First Reaction on Medellin, Self-Execution, Etc.

by Mark Weisburd

[Mark Weisburd is the Martha M. Brandis Professor of Law at UNC Law School.]

I find it difficult to read Medellin as institutionalizing a presumption against self-execution. If that had been Roberts’s intent, the form of his argument should have been, “We presume non self-execution, is there anything to overcome the presumption?” Instead, he analyzed the text, ratification hearings, and practice of other treaty parties to conclude that Art. 94 was not intended to create obligations for domestic courts. The conclusion seems reasonable to me – 94(2)’s according the Security Council discretion to refuse to enforce an ICJ judgment is hard to reconcile with a domestic judicial duty to enforce those same judgments – but it certainly isn’t reached with the aid of presumption.

David Sloss’s post makes an important point regarding the branch of the federal government with the repsonsibility to execute particular treaties. As he pointed out to me in a colloquy some time ago, whatever the status of some generic ICJ judgment, this particular judgment specifically requires action by American judges and it is impossible to carry out the international obligation admittedly created by the judgment without judicial action. The problem I see is that, if Art. 94 in general does not require domestic judicial implementation, and if the Senate consented to American submission to the ICJ only on the understanding that there was no requirement of domestic judicial enforcement, what happens when a particular ICJ judgment is meaningless without such enforcement? I find the Senate’s understanding crucial. Necessarily, it seems to me, the “treaties” to which the Supremacy Clause refers are those to which the Senate understood itself to be consenting. That is, a treaty for purposes of American judicial treatment imposes only those obligations which the Senate saw the treaty as creating. So – to address David’s argument – if the treaty to which the Senate thought it consented never requires judicial enforcement of ICJ judgments, then that’s the treaty which is the supreme law of the land. It may well be reasonable to argue that, at least on these facts, that not the best reading of Art. 94, but, if I’m right, the only issue is determining the Senate’s understanding of the treaty, not determining whether that understanding necessarily makes sense. Indeed, when the Court holds that the Senate’s understanding of Art. 94 as creating no domestic legal effects disables the president from seeking to implement Avena, it seems to put just that degree of weight on the Senate’s understanding.

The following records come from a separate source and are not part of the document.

PR #3190, opened 2024-10-31
Supports disabling _id to id automatic conversion and disablling returning results as arrays in aggregate instead of bson object based on database configuration

khaleelrasakh:
This is fork supports disabling _id to id automatic conversion and disablling returning results as arrays in aggregate instead of bson object based on database configuration.
 'mongodb' => [
                  'driver' => 'mongodb',
                  'dsn' => env('DB_URI'),
                  'database' => env('DB_NAME'),
                  'options'  => [
                   
                    'ssl' => true,
                    'AggregateCollectionArray'=>true, //add this to disable aggregate array
                    'DisableAliasIdForResult'=>true, //add this to disable automatic _id conversion
                    'tlsAllowInvalidCertificates' => true, 
                ],
          ],
### Checklist
This is indeed required for me cause we have developed full fledged ERP Project with 20+ modules using v4 in completely Laravel. Changing all the 
code is not practical

### DIFF
--- a/src/Eloquent/Builder.php
+++ b/src/Eloquent/Builder.php
@@ -181,7 +181,10 @@ class Builder extends EloquentBuilder
 
         // Convert MongoCursor results to a collection of models.
         if ($results instanceof CursorInterface) {
-            $results->setTypeMap(['root' => 'array', 'document' => 'array', 'array' => 'array']);
+            if(!config('database.connections.mongodb.options.AggregateCollectionArray')){
+                $results->setTypeMap(['root' => 'array', 'document' => 'array', 'array' => 'array']);
+            }
+            
             $results = $this->query->aliasIdForResult(iterator_to_array($results));
 
             return $this->model->hydrate($results);
--- a/README.md
+++ b/README.md
@@ -1,6 +1,18 @@
 Laravel MongoDB
 ===============
-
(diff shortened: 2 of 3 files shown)


GromNaN:
Sorry, but this option would make package maintenance very complex. We decided to make this alias automatic in order to support Laravel features that couldn't be supported before. We can't guarantee the same level of features by deactivating it. Stay with version 4 until you find a solution for renaming the fields in your database or use MongoDB library to query the database, without the Laravel Query abstraction.

src/Eloquent/Builder.php
```diff
@@ -181,7 +181,10 @@ public function raw($value = null)
 
         // Convert MongoCursor results to a collection of models.
         if ($results instanceof CursorInterface) {
-            $results->setTypeMap(['root' => 'array', 'document' => 'array', 'array' => 'array']);
+            if(!config('database.connections.mongodb.options.AggregateCollectionArray')){
+                $results->setTypeMap(['root' => 'array', 'document' => 'array', 'array' => 'array']);
```
GromNaN, line 185: If your callback does not return a `CursorInterface`, this behavior will be disabled. Use `Cursor::toArray()` for example.

```php
Model::raw(function (\MongoDB\Collection $collection): array {
    $cursor = $collection->find([], ['typeMap' => ['array' => 'bson']);

    return $cursor->toArray();
});
```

Three other quick points. First, I think Ernie Young is exactly right that upholding the effect of Bush’s memo here would have had immense consequences. The administration’s argument was that the president can negate state law in order to carry out international legal obligations not otherwise binding in the US. Given the breadth of at least some readings of customary international law these days, it’s hard to imagine a subject as to which the President could not, effectively, legislate by decree if that argument had prevailed. I would add that the Court’s take on the consequences of the Senate’s understanding would seem to put to rest the controversy during the Reagan administration regarding the President’s authority to “reinterpret” treaties, according them a meaning different from that the Senate thought they had when it consented to ratification. Finally, regarding Paul Stephan’s point about the Court’s examining other states’ readings of Art. 94, I would note that this follows straight from the Vienna Convention on the Law of Treaties. Indeed, one of the reasons the ICJ was wrong in LaGrand and Avena was that it ignored other states’ readings of the Consular Convention.